By Sean Henahan, Access Excellence

REHOVOT, Israel- Regulatory proteins involved in the growth and development of fly and possibly mammalian embryos, are controlled by warring signals that keep each other in check in a way that is now only being understood, according to a Weizmann Institute study.

The scientists studied a protein called Argos in Drosophila, the fruit fly. Drosophila is commonly used in genetic research because it reproduces quickly and contains several key proteins homologous to those in mammals, including man. Argos regulates the development of eye, wing and other tissues in the fly, and the researchers have now determined how it does so.

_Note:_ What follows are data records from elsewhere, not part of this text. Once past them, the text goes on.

PR #304, opened 2026-01-09
add call to etcd user for cis

mdrahman-suse:
#### Testing ####

Checklist:

### DIFF
--- a/modules/install/join_rke2_agent.sh
+++ b/modules/install/join_rke2_agent.sh
@@ -72,15 +72,17 @@ update_config() {
   cat /etc/rancher/rke2/config.yaml
 }
 
-cis_setup() {
-  [[ -z "$worker_flags" || "$worker_flags" != *"cis"* ]] && return 0
-
-  cis_sysctl_file="/etc/sysctl.d/60-rke2-cis.conf"
-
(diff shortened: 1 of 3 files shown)


aganesh-suse (dismissed):

aganesh-suse:
if we are calling the ensure_etcd_user function anyway, is the if condition check still needed (line 155/162/119 in different files): 
```
  if [[ -n "$server_flags" ]] && [[ "$server_flags" == *"etcd"* ]]; then
      ensure_etcd_user
  fi
```

mdrahman-suse:
> if we are calling the ensure_etcd_user function anyway, is the if condition check still needed (line 155/162/119 in different files):
> 
> ```
>   if [[ -n "$server_flags" ]] && [[ "$server_flags" == *"etcd"* ]]; then
>       ensure_etcd_user
>   fi
> ```

If there is a cis flag then yes but we need one for etcd flag because if the `profile: etcd`, then we should not apply cis and then that func will not be called

ShylajaDevadiga (dismissed):

ShylajaDevadiga (approved):

endawkins (approved):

Prof. Ben-Zion Shilo and doctoral student Ronen Schweitzer of the Weizmann Institute, collaborating with a team headed by Dr. Matthew Freeman of the Medical Research Council in Cambridge, England, showed in vivo that Argos blocks the pathway of a growth hormone receptor called DER, which is involved in many stages of fly development, including the formation of photoreceptors in the eye and veins in the wing.

They also demonstrated in vitro that Argos is able to repress DER activity by neutralizing the effect of Spitz, the protein that activates DER. Thus cell development is regulated by a balance of opposing signals -- Argos, on the one hand, and Spitz, on the other. This is the first in vivo demonstration that growth hormone receptors are inhibited by factors outside, rather than inside, the cell.

"This raises the possibility that a mammalian homologue of Argos may exist, and it will be interesting to see whether similar extracellular inhibition of growth hormone receptors occurs in vertebrates. The possibility of engineering Argos-like inhibitors in mammals may be of theoretical and clinical interest," notes Prof. Shilo, who is Head of the Weizmann Institute's Department of Genetics and Virology.

The mammalian versions of DER and Spitz are known to be involved in the proliferation not only of normal cells, but of malignant ones as well. The discovery of this previously unknown mechanism may some day lead to new approaches for the regulation of cell division. If opposing chemical signals that compete over the same receptor do exist in man, this could lead to new approaches for treating insufficient or excess cell growth, characteristic of many developmental, immune system, and malignant diseases, he said.

This study appeared in Nature, 8/24/95, Vol. 376, pp. 699-702.